### About this task
Pull each line containing "files" out of the listing below.
*** Block opens ***
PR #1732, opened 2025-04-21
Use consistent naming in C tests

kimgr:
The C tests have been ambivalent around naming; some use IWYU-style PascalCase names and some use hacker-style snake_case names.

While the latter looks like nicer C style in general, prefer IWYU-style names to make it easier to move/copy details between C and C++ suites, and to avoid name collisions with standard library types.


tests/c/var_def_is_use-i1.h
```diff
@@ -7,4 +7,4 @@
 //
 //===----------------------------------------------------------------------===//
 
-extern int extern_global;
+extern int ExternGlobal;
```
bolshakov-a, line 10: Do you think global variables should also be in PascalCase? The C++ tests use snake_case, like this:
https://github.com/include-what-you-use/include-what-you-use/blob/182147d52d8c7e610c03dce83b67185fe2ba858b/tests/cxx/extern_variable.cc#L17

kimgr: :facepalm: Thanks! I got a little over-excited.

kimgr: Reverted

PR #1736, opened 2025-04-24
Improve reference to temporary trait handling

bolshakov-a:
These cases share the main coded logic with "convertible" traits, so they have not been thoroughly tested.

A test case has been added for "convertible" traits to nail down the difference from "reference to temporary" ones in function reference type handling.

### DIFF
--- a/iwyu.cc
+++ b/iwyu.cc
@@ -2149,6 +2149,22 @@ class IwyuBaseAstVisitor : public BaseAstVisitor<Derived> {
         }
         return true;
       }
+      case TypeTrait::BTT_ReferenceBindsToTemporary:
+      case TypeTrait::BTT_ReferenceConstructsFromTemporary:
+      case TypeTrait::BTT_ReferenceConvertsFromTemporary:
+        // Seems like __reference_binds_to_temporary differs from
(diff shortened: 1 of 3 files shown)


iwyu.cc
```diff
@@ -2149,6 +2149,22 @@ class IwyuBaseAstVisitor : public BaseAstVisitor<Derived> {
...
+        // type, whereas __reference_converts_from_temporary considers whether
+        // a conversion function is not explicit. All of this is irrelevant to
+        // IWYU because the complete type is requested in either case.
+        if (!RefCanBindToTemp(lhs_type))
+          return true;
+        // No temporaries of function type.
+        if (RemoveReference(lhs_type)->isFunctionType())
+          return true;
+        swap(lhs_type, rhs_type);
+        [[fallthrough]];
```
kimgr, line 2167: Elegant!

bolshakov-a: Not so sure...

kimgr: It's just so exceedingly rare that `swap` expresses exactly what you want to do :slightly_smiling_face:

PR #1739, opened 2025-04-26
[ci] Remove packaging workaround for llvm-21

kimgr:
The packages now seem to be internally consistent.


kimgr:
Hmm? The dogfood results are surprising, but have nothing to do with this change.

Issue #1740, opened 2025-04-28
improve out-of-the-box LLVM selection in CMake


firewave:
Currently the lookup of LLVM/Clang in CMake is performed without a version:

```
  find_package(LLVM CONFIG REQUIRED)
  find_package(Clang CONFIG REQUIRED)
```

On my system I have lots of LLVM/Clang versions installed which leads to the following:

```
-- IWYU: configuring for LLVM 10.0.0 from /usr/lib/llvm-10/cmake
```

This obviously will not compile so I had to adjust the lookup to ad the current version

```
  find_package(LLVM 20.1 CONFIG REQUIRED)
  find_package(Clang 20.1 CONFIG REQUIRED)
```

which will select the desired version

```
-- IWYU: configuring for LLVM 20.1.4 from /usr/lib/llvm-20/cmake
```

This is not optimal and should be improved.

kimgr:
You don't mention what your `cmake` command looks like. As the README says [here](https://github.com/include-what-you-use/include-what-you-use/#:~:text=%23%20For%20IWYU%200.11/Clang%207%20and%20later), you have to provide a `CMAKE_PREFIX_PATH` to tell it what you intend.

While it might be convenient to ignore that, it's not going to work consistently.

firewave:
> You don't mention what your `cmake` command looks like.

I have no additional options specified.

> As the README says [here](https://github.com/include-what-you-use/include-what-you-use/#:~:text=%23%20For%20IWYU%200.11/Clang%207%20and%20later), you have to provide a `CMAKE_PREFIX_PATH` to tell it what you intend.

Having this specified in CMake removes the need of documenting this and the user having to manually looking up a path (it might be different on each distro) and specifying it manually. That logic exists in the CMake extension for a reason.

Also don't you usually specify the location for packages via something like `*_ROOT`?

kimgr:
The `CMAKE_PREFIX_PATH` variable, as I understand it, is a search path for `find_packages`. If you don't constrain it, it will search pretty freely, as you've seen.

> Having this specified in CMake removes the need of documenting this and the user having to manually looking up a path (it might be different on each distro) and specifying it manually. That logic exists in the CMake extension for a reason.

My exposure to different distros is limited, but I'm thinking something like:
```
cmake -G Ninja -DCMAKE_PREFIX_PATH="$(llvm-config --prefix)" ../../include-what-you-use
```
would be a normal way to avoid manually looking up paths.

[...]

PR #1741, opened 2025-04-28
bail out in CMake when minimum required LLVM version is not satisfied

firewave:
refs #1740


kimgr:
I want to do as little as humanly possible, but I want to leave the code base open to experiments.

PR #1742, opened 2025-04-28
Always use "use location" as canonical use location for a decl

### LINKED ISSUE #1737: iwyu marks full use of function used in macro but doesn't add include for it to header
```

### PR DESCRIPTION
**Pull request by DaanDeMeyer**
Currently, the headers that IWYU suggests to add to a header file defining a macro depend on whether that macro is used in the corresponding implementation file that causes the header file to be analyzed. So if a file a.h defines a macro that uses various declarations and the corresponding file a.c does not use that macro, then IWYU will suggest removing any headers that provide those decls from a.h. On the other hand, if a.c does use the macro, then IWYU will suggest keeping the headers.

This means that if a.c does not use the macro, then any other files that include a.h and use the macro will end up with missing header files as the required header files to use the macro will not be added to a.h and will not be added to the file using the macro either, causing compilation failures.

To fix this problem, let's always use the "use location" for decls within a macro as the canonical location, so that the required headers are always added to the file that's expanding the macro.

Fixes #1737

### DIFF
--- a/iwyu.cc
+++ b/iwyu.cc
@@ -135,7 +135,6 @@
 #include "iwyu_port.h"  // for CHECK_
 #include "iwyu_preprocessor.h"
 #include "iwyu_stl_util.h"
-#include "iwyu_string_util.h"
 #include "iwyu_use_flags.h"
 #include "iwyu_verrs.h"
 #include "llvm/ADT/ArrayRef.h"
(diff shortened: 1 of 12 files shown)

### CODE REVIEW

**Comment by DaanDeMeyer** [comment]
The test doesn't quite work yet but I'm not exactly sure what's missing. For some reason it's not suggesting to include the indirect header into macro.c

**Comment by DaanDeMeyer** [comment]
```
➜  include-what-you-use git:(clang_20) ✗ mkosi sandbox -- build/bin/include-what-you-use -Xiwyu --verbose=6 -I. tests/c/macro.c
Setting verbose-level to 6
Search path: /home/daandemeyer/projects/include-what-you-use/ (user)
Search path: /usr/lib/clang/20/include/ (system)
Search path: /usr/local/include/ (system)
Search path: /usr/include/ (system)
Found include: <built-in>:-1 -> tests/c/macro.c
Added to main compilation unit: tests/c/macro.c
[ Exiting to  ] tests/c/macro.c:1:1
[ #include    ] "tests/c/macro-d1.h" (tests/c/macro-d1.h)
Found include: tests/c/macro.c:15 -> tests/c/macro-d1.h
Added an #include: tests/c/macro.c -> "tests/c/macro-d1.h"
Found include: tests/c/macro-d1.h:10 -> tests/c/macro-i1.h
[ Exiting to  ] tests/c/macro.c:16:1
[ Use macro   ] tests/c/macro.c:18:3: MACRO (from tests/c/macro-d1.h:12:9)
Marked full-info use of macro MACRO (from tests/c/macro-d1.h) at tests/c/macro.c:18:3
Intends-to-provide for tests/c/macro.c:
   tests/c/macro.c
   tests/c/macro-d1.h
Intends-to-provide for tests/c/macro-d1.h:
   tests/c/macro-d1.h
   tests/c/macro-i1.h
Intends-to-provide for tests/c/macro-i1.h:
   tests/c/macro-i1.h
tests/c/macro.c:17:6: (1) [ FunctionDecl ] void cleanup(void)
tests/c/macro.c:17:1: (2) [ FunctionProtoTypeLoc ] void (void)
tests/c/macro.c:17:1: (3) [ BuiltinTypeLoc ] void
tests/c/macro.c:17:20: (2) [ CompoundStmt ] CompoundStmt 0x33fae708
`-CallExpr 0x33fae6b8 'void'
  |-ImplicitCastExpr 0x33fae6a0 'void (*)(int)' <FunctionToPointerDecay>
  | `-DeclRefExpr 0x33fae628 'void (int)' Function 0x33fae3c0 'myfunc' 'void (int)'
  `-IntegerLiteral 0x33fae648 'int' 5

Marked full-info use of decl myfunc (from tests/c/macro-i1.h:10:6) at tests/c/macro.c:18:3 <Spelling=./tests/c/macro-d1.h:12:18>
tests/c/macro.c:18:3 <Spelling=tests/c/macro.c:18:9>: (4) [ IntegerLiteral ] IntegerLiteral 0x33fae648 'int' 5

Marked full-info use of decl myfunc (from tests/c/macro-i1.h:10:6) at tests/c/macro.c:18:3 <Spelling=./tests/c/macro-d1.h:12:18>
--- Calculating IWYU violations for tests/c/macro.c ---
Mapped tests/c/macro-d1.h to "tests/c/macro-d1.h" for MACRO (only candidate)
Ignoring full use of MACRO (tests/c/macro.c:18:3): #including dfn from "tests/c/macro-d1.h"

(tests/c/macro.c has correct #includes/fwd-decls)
*** Block closes ***
### Exercise solution
(diff shortened: 1 of 3 files shown)
This means that if a.c does not use the macro, then any other files that include a.h and use the macro will end up with missing header files as the required header files to use the macro will not be added to a.h and will not be added to the file using the macro either, causing compilation failures.
(diff shortened: 1 of 12 files shown)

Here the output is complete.